Scientists from various Chinese universities have recently had the opportunity to analyze soil samples brought back from the moon by the Chinese space mission know as Chang’E-5. They find that the lunar soil, or components extracted from it, have the potential to be used as photocatalysts for splitting water molecules and using the products – along with carbon dioxide from the breath of visiting astronauts – to form oxygen and various fuels. This, they say, could form the basis of an independent life-support system on the moon.
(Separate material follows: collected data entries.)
PR #94, opened 2024-05-02
Allow compiling without libm + Fix state corruption during sync when doing CTRL+c

cchudant:
# Pull Request type

- Bugfix

Resolves: #NA

## What is the new behavior?
- Allow compiling without libm
- Fix state corruption during sync when doing CTRL+c
No

## Other information
Also, made the create_block do stuff in parallel wrt. state/class updates


cchudant:
Compiling without sound is done using `cargo run --no-default-features`

jbcaron (approved):

antiyro (approved):
looks fine

PR #97, opened 2024-05-03
feat: store key/value in `--disble-root` mode

jbcaron:
# feat: store key/value in `--disble-root` mode

## Pull Request type

- Feature

- key/value are not stored in `--disable-root` mode (#96)

## What is the new behavior?

- key/value are stored in `--disable-root` mode

### DIFF
--- a/CHANGELOG.md
+++ b/CHANGELOG.md
@@ -2,6 +2,7 @@ git # Deoxys Changelog
 
 ## Next release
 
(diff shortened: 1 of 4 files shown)


antiyro (approved):
Nice, better to store keys in disable

cchudant (approved):

antiyro (approved):
Looks better now thanks

PR #716, opened 2025-07-07
fix: prettier check

byteZorvin:
## Pull Request type

- Bugfix

- The github code action does not use the same prettier version as from the local package.json
- This might cause different styles being used locally and during action

## What is the new behavior?
- Installs the same version of prettier as from package.json

No

### DIFF
--- a/.github/workflows/task-lint-code-style.yml
+++ b/.github/workflows/task-lint-code-style.yml
@@ -22,7 +22,7 @@ jobs:
         uses: actions/checkout@v4
 
       - name: Run prettier
-        run: npx prettier --check .
+        run: npm install && npx prettier --check .
 
   # Check markdown files for style consistency
   markdown-lint:


Mohiiit (approved):

.github/workflows/task-lint-code-style.yml
```diff
@@ -22,7 +22,7 @@ jobs:
         uses: actions/checkout@v4
 
       - name: Run prettier
-        run: npx prettier --check .
+        run: npm install && npx prettier --check .
```
0xvasanth, line 25: Nitpick: If version locking via package.json or local installation isn’t required, you could simplify this to 
`npx prettier@3.5.3 --check . `
Since npx can fetch the specified version directly, the separate npm install step may not be necessary here.

byteZorvin: This would be hardcoding the version, instead I would prefer that there is single source of the version directly from package.json present at madara root.

npx does not check the package.json version to install. Although if you do npm install first it will use the locally installed version [here](https://arc.net/l/quote/xcfkwxol)

wdyt?

0xvasanth (approved):

PR #719, opened 2025-07-10
fix: gateway url

cchudant:
v0.14 sepolia is live today, we don't support it yet but update the gateway URLs so that our CI continues to pass.

## Pull Request type

- Bugfix

No


madara/test.sh
Mohiiit, line 1: I think this is being added by mistake!

Mohiiit (approved):

PR #720, opened 2025-07-12
Optimize: base chain requests

Mohiiit:
We were hitting more than expected requests on the base chain for data retrieval (mainly events), this is mainly happening for the starknet (currently we have chains running as L3 only tho, so this is expected) we will have information on the number of requests for ethereum when we run one instance of that for a while!

## Pull Request type

Madara is hitting a lot of requests which is expensive for the user, given they will be paying for the l1 endpoint!

Resolves: #NA

## What is the new behavior?

We are limiting the number of requests by using good enough buffer and sleep intervals!

No


madara/crates/client/settlement_client/src/starknet/mod.rs
```diff
@@ -79,6 +79,11 @@ impl StarknetClient {
     }
 }
 
+const POLL_INTERVAL: Duration = Duration::from_secs(5); // Interval between event polling attempts
+const EVENT_SEARCH_BLOCK_RANGE: u64 = 6000; // Number of blocks to search backwards for l1->l2 events
+const STATE_UPDATE_EVENT_SEARCH_BLOCK_RANGE: u64 = 1000;// Number of blocks to search backwards for state update events
```
apoorvsadana, line 84: Should these be a part of `StarknetClientConfig`? I can imagine we set these values from Cli at some time although can be pushed to another PR when needed.

madara/crates/client/settlement_client/src/starknet/mod.rs
```diff
@@ -79,6 +79,11 @@ impl StarknetClient {
     }
 }
 
+const POLL_INTERVAL: Duration = Duration::from_secs(5); // Interval between event polling attempts
```
apoorvsadana, line 82:
```suggestion
const STATE_UPDATE_POLL_INTERVAL: Duration = Duration::from_secs(5); // Interval between event polling attempts
```

Mohiiit: this is also being used for message to L2 events as well

madara/crates/client/settlement_client/src/starknet/mod.rs
Mohiiit: surely! https://github.com/madara-alliance/madara/issues/738

apoorvsadana (approved):

madara/crates/client/settlement_client/src/starknet/mod.rs
jbcaron: Shouldn't this be dynamic and based on time, in order to find the corresponding block_n for a past timestamp? This would allow it to adapt to the chain regardless of the block time.

jbcaron (approved):

madara/crates/client/settlement_client/src/starknet/mod.rs
Mohiiit: that's true, but I am assuming in case of appchains the block_n itself could change

PR #722, opened 2025-07-15
feat: implement self-healing mechanism for orphaned jobs

0xvasanth:
This prevents jobs from being permanently stuck when the application crashes during processing, enabling automatic recovery without manual intervention.

## Pull Request type

- Bugfix

Currently, when the orchestrator application crashes or stops unexpectedly while processing jobs, those jobs remain permanently stuck in `LockedForProcessing` status. This creates several problems:

- **Orphaned jobs**: Jobs cannot be picked up by any worker since they're locked
- **Processing delays**: New jobs for the same block cannot proceed until stuck jobs are manually resolved
- **System degradation**: Accumulation of stuck jobs can impact overall system performance

## What is the new behavior?

- Add job processing timeout configuration (default: 30 minutes)
- Implement database method to find jobs stuck in LockedForProcessing status
- Integrate self-healing into all job triggers (SNOS, Proving, ProofRegistration, DataSubmission, StateTransition)
- Add backup mechanism to auto_heal_job collection for audit trail
- Reset orphaned jobs from LockedForProcessing to Created status
- Include comprehensive logging and error handling

Note: This is a straightforward solution to address the immediate issue. That said, we have a broader vision for handling lock-based problems more robustly. You can find more details about the long-term approach in [this issue](https://github.com/madara-alliance/madara/issues/737).


Mohiiit (approved):

orchestrator/src/core/client/database/mongodb.rs
```diff
@@ -963,6 +963,40 @@ impl DatabaseClient for MongoDbClient {
...
+        let start = Instant::now();
+
+        // Calculate the cutoff time (current time - timeout)
+        let cutoff_time = Utc::now() - chrono::Duration::seconds(timeout_seconds as i64);
+
+        // Query for jobs of specific type in LockedForProcessing status with process_started_at older than cutoff
+        let filter = doc! {
+            "job_type": mongodb::bson::to_bson(job_type)?,
+            "status": mongodb::bson::to_bson(&JobStatus::LockedForProcessing)?,
+            "metadata.common.process_started_at": {
```
jbcaron, line 978: Does this correctly retrieve the jobs before process_started_at? Because I don’t find it very clear.

jbcaron (approved):

orchestrator/src/core/client/database/mongodb.rs
0xvasanth: Hey @jbcaron,Apologies for missing this comment before merging

To clarify: yes, the query is working as intended. The process_started_at timestamp is initialized at the moment a job transitions into the LockedForProcessing state, so it accurately reflects the time the job was locked for processing. Since we’re filtering specifically by that state and using this timestamp, it ensures the correct jobs are retrieved. This behavior has also been tested and verified.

The exploration of deep space by manned spacecraft is receiving a lot of attention as the next great frontier of space exploration. However, a suitable first step would be to develop the technology to allow extraterrestrial survival using in situ resources. Nanjing University material scientists Yingfang Yao and Zhigang Zou hope to design just such a system that takes advantage of lunar soil and solar radiation, the two most abundant resources on the moon.

After analyzing the soil brought back by China’s Chang’E-5 lunar lander, the research team proposed that water found in the soil and rocks, along with iron-rich and titanium-rich substances that could work as catalysts, could be used to make essential products to support life on the moon. 

In their research paper, published today in the journal Joule, the team of scientists propose an “extraterrestrial photosynthesis” pathway that uses in situ resources on the moon to produce oxygen and fuel for use in a “zero-energy consumption” extraterrestrial life-support system. 

The system uses lunar soil and solar energy to electrolyze water extracted locally on the moon, and from the exhaled breath of astronauts, to form oxygen and hydrogen. In addition, carbon dioxide exhaled by moon inhabitants could also be collected and reacted with the hydrogen from water electrolysis, during a hydrogenation process catalyzed by substances present in the lunar soil.

This process would yield hydrocarbons such as methane and methanol, which could be used as fuel. The strategy uses no energy other than that derived from sunlight to produce a variety of desirable products such as water, oxygen, and fuel that could support life on a moonbase, the researchers say. The team is now looking for an opportunity to test the system in space, likely with China’s future crewed lunar missions.

“We use in situ environmental resources to minimize rocket payload, and our strategy provides a scenario for a sustainable and affordable extraterrestrial living environment,” said Yao.

While lunar soil is less efficient at catalyzing chemical reactions than the catalysts available on Earth, Yao says the team is testing different methods to improve the design, such as melting the lunar soil into a nanostructured high-entropy material, which is a better catalyst.

The team’s proposed system of extraterrestrial survival is unusual in that it requires no energy input from Earth. For example, NASA’s Perseverance Mars rover brought an instrument that can use carbon dioxide in the planet’s atmosphere to make oxygen, but it’s powered by a nuclear battery onboard. The scientists say that achieving the objective of independence from Earth’s resources could dramatically improve the feasibility and durability of human extraterrestrial survival and would increase the economic feasibility of future space journeys.

“In the near future, we will see the crewed spaceflight industry developing rapidly,” said Yao. “Just like the ‘Age of Sail’ in the 1600s when hundreds of ships head to the sea, we will enter an ‘Age of Space.’ But if we want to carry out large-scale exploration of the extraterrestrial world, we will need to think of ways to reduce payload, meaning relying on as little supplies from Earth as possible and using extraterrestrial resources instead.”